The dosage regimen will be determined by the attending physician and other clinical factors. As is well known in the medical arts, dosages for any one patient depends upon many factors, including the patient's size, body surface area, age, the particular compound to be administered, sex, time and route of administration, general health, and other drugs being administered concurrently. Progress can be monitored by periodic assessment.

The medicament referred to herein is administered at least once in order to treat or ameliorate or prevent a disease or condition recited in this specification. However, the said medicament may be administered more than one time.

Specific pharmaceutical compositions are prepared in a manner well known in the pharmaceutical art and comprise at least one active compound referred to herein above in admixture or otherwise associated with a pharmaceutically acceptable carrier or diluent. For making those specific pharmaceutical compositions, the active compound(s) will usually be mixed with a carrier or the diluent. The resulting formulations are to be adapted to the mode of administration. Dosage recommendations shall be indicated in the prescribers or users instructions in order to anticipate dose adjustments depending on the considered recipient.
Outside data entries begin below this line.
PR #1298, opened 2021-03-11
swift/core: add direct response functionality

rebello95:
Adds the ability to configure Envoy Mobile using typed direct responses. This unlocks a new type of testing for end-consumers of the library by allowing users to actually _have Envoy Mobile connect to itself over a socket and return its own set of direct responses to the original caller_. Effectively, this allows for running full integration tests with the library.

```swift
  let engine = TestEngineBuilder()
    .addDirectResponse(
      .init(
        matcher: RouteMatcher(
          fullPath: "/v1/abc", headers: [
            .init(name: "x-foo", value: "123", mode: .exact),
          ]
        ),
        status: 200, body: "hello world",
        headers: ["x-response-foo": "aaa"]
      )
    )
    .build()
```

One gotcha we ran into when implementing these changes is that Envoy actually performs an initial route resolution before invoking the filter chain. This route is cached, and is subsequently used by the router filter for directing the request. This implementation detail means that if a filter in the request chain mutates the request (i.e., by modifying its headers) in a way that causes it to match a direct response's configuration, the request will not be routed correctly because the cached route will be used by the router.

Envoy provides the ability to clear the route cache for a given stream from within request filters as a way to signal the filter manager that the request's route should be re-resolved by the router. To accomplish this, we decided to add a new `RouteCacheReset` filter to Envoy Mobile's filter chain when one or more direct responses are registered with the configuration. This allows request filters to mutate headers in a way that is guaranteed to properly route the request later on.

Direct responses are being added only to a new `TestEngineBuilder` type, rather than to the production `EngineBuilder` class. There are a couple reasons for this:

1. Direct responses are not something that are typically useful in production environments on mobile clients.
2. To fully support direct response routing (per the route cache discussion above), we would either have to a) force platform-level consumers to manually clear the route cache when they modify headers that are known to affect routing, b) always clear the route cache in production (which would result in unnecessarily re-routing in the vast majority of cases), c) do this automatically whenever filters modify headers (which would still result in unnecessarily re-routing in most cases since direct responses are not really used in production). By only supporting direct responses in the test builder, we can simply add the `RouteCacheReset` filter in the test builder if one or more direct responses are specified.
3. The default stats domain specified does not resolve. For tests, we can provide a valid IP that resolves to Envoy Mobile.

Note that the tests in this PR are split into one-per-target because each integration test requires the Envoy engine to actually start up. Because Envoy Mobile does not yet support multiple concurrent instances, an assertion gets tripped if each test function attempts to create an engine within one `XCTestCase`):

```[2021-03-16 17:35:13.561][1467292][critical][assert] [bazel-out/ios-x86_64-min11.0-applebin_ios-ios_x86_64-dbg/bin/external/envoy/source/common/singleton/_virtual_includes/threadsafe_singleton/common/singleton/threadsafe_singleton.h:64] assert failure: loader_ == nullptr. Details: InjectableSingleton initialized multiple times.```

As a way to test multiple engine support, these should be merged into one test case in https://github.com/envoyproxy/envoy-mobile/issues/332.

This PR also adds the ability to disable stats entirely by omitting a stats domain when starting the envoy engine, since those stats get flushed to an invalid domain as-is without this configuration **and** it is useful to be able to disable stats for testing.

Resolves https://github.com/envoyproxy/envoy-mobile/issues/1292.
Handles the iOS portion of https://github.com/envoyproxy/envoy-mobile/issues/1291, and the Android changes are being tracked there.

Risk Level: Medium, new filter being added to the core chain
Testing: Added in PR
Docs Changes: N/A

### CODE REVIEW

**Comment by rebello95** [comment]
@goaway @junr03 @buildbreaker rebased on top of the dispatcher changes from https://github.com/envoyproxy/envoy-mobile/pull/1272 - ready for review!

File: library/swift/RouteMatcher.swift [hunk 1]
```diff
@@ -0,0 +1,81 @@
+import Foundation
+
+/// Typed representation of a route matcher that may be specified when starting the engine.
+/// https://www.envoyproxy.io/docs/envoy/latest/api-v3/config/route/
+/// v3/route_components.proto#envoy-v3-api-msg-config-route-v3-routematch
```
buildbreaker, line 5: This is too bad haha

library/common/main_interface.h
```diff
@@ -29,6 +29,27 @@ extern const char* platform_filter_template;
...
+ * filter's invocation on the request path. Typically only used for enabling
+ * direct responses to mutate headers which are then later used for routing.
+ */
+extern const char* route_cache_reset_filter_template;
+
+/**
+ * Template configuration used for creating "fake" remote clusters which enable
+ * local responses to be returned via direct response configurations.
+ */
+extern const char* fake_remote_cluster_template;
```
buildbreaker, line 45: It is a bit of a bummer that we can't hide/exclude this from the main target since we'll need to do the resolution at the configuration file :(

buildbreaker (approved):
I'll let @junr03 or @goaway take a look too but I'm fine with the changes

Thanks @rebello95!

library/swift/RouteMatcher.swift
rebello95: yeahhh

library/common/main_interface.h
rebello95: What do you mean hide it from the main target?

examples/java/hello_world/MainActivity.java
```diff
@@ -60,6 +60,7 @@ protected void onCreate(Bundle savedInstanceState) {
 
     engine = new AndroidEngineBuilder(getApplication())
                  .addLogLevel(LogLevel.DEBUG)
+                 .addStatsDomain("0.0.0.0")
```
goaway, line 63: We don't need to add this. It actually slows example app startup because the DNS resolver blocks on trying to resolve "0.0.0.0" - which is neither a valid IP address, nor a valid domain name - and inevitably fails while the rest of the app waits around.

rebello95: oh right. updated

goaway (dismissed):
This looks good to me.

It would be nice if there were an option to compile out all the test stuff for release. And the config stuff is a growing concern as we've discussed. But I think the value it brings for near-term coverage outweighs those concerns.

Suggest that @junr03 does a pass as well.

junr03:
> It would be nice if there were an option to compile out all the test stuff for release.

@goaway what parts are you referring to? The filters used for testing?

buildbreaker (approved):

Issue #1225, opened 2020-12-19
bridge: unify string accessor


junr03:
After discussions in #1202 I changed the API for string accessors. Android should be updated to match iOS.

PR #1301, opened 2021-03-12
android: parity with iOS string accessor

junr03:
Description: work toward https://github.com/envoyproxy/envoy-mobile/issues/1225. Missing Swift StringAcessor class.
Risk Level: low. Reworks API but functionality is the same. Consumers will need to update their usage.
Testing: builds - functionality remains the same.


library/kotlin/io/envoyproxy/envoymobile/EngineBuilder.kt
```diff
@@ -162,8 +164,8 @@ open class EngineBuilder(
    *
    * @return this builder.
    */
-  fun addStringAccessor(name: String, accessor: EnvoyStringAccessor): EngineBuilder {
-    this.stringAccessors.put(name, accessor)
+  fun addStringAccessor(name: String, accessor: () -> ByteBuffer): EngineBuilder {
```
rebello95, line 167: Why is this configured to accept a `ByteBuffer` instead of a `String` like iOS has?

junr03: Because we have existing utility functions to bridge ByteBuffer across the JNI.

rebello95: IMO we should keep consistency between the public iOS/Android interfaces here (especially since the `name` parameter on this line also accepts a `String`). It would also help give consumers some guardrails to ensure they don't pass a dataset of something that is not a string. Thoughts?

library/java/io/envoyproxy/envoymobile/engine/JvmStringAccessorContext.java
```diff
@@ -14,5 +12,5 @@
    *
    * @return ByteBuffer, the string retrieved from the platform.
```
rebello95, line 13: This is outdated

rebello95 (approved):
LGTM - @buildbreaker may want to take a final pass

library/java/io/envoyproxy/envoymobile/engine/JvmStringAccessorContext.java
buildbreaker:
```suggestion
   * @return String, the string retrieved from the platform.
```

buildbreaker (dismissed):
One comment. Looks good otherwise!

buildbreaker (approved):
Thanks @junr03 !

PR #1305, opened 2021-03-16
jni utility: create utility function from envoy_data to jbyteArray

junr03:
Description: notice that this direction was missing as a utility function.
Risk Level: low - functionality is the same, just dispatched to function.
Testing: builds - successful example app.


library/common/jni/jni_interface.cc
```diff
@@ -496,15 +474,7 @@ jvm_http_filter_on_resume(const char* method, envoy_headers* headers, envoy_data
...
-    j_in_data = env->NewByteArray(data->length);
-    // TODO: check if copied via isCopy.
-    // TODO: check for NULL.
-    // https://github.com/lyft/envoy-mobile/issues/758
-    void* critical_data = env->GetPrimitiveArrayCritical(j_in_data, nullptr);
-    memcpy(critical_data, data->bytes, data->length);
-    // Here '0' (for which there is no named constant) indicates we want to commit the changes back
-    // to the JVM and free the c array, where applicable.
-    env->ReleasePrimitiveArrayCritical(j_in_data, critical_data, 0);
+    j_in_data = native_data_to_array(env, *data);
```
junr03, line 477: There is no call to `env->DeleteLocalRef(j_in_data)` below. 

Should there be a:

```c
if (data) {
  env->DeleteLocalRef(j_in_data);
}
```

block below?

library/common/jni/jni_utility.cc
```diff
@@ -58,6 +58,19 @@ envoy_data array_to_native_data(JNIEnv* env, jbyteArray j_data) {
   return {data_length, native_bytes, free, native_bytes};
 }
 
+jbyteArray native_data_to_array(JNIEnv* env, envoy_data data) {
+  jbyteArray j_data = env->NewByteArray(data.length);
```
buildbreaker, line 62: I feel this would be confusing since the user of this method is responsible for deleting the local reference created here, right?

library/common/jni/jni_interface.cc
buildbreaker: I think we do need that deletion

library/common/jni/jni_utility.cc
goaway: That's actually the convention we adopt at the bridge layer for our c types. There's no precedent for JNI LocalRefs but it's not much of a departure.

goaway: It should at least be mentioned in the documentation for the function.

goaway:
What I think would make this change really useful is if it actually did the checks mentioned in the comments. Can we make that a part of this PR?

junr03:
> Can we make that a part of this PR?
@goaway of course. I wanted to resolve that now that the logic is centralized. I have added the assertion for checking null. 

re: isCopy. What is the behavior you were looking for? From my read of the docs I am not sure what we would want to be different here? According to the docs `mode has no effect if elems is not a copy of the elements in array.` otherwise we have a choice of:
- copy `critical_data` into `j_data` and free `critical_data` with mode `0`
- copy `critical_data` into `j_data` but _don't_ free `critical_data` with mode `JNI_COMMIT`
- _don't_ copy `critical_data` into `j_data` but free `critical_data` with mode `JNI_ABORT`

So if I am understanding correctly, with `0` we are already doing what we want whether `isCopy` is true or not?

library/common/jni/jni_utility.cc
```diff
@@ -58,6 +60,18 @@ envoy_data array_to_native_data(JNIEnv* env, jbyteArray j_data) {
...
+  RELEASE_ASSERT(j_data != NULL, "unable to allocate memory in jni_utility");
+  // TODO: check if copied via isCopy.
+  void* critical_data = env->GetPrimitiveArrayCritical(j_data, nullptr);
```
goaway, line 67: This is the null check that's important.

library/common/jni/jni_utility.cc
```diff
@@ -58,6 +60,18 @@ envoy_data array_to_native_data(JNIEnv* env, jbyteArray j_data) {
   return {data_length, native_bytes, free, native_bytes};
 }
 
+jbyteArray native_data_to_array(JNIEnv* env, envoy_data data) {
+  jbyteArray j_data = env->NewByteArray(data.length);
+  RELEASE_ASSERT(j_data != NULL, "unable to allocate memory in jni_utility");
```
goaway, line 65: This can be removed - IIRC it's not how you'd check for this.

goaway:
`mode` does have an effect in certain cases where the a copy hasn't been made, but reading this closer, I agree it's not relevant here. At present, we can safely use `0` and ignore `isCopy`, since we're simply moving a buffer to the JVM once.

In the future, there are potential optimizations we can do if we check `isCopy` (e.g. if we know it's a copy, depending on the size of the buffer, there may be a more efficient way to pass it to the JVM), but you can ignore the TODO for now.

goaway (approved):
Thank you for the cleanup!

The pharmaceutical composition may in a further aspect of the invention comprise drugs in addition to the protein oligomer of the invention which are added to the medicament during its formulation. Finally, it is to be understood that the formulation of a pharmaceutical composition takes place under GMP standardized conditions or the like in order to ensure quality, pharmaceutical security, and effectiveness of the medicament.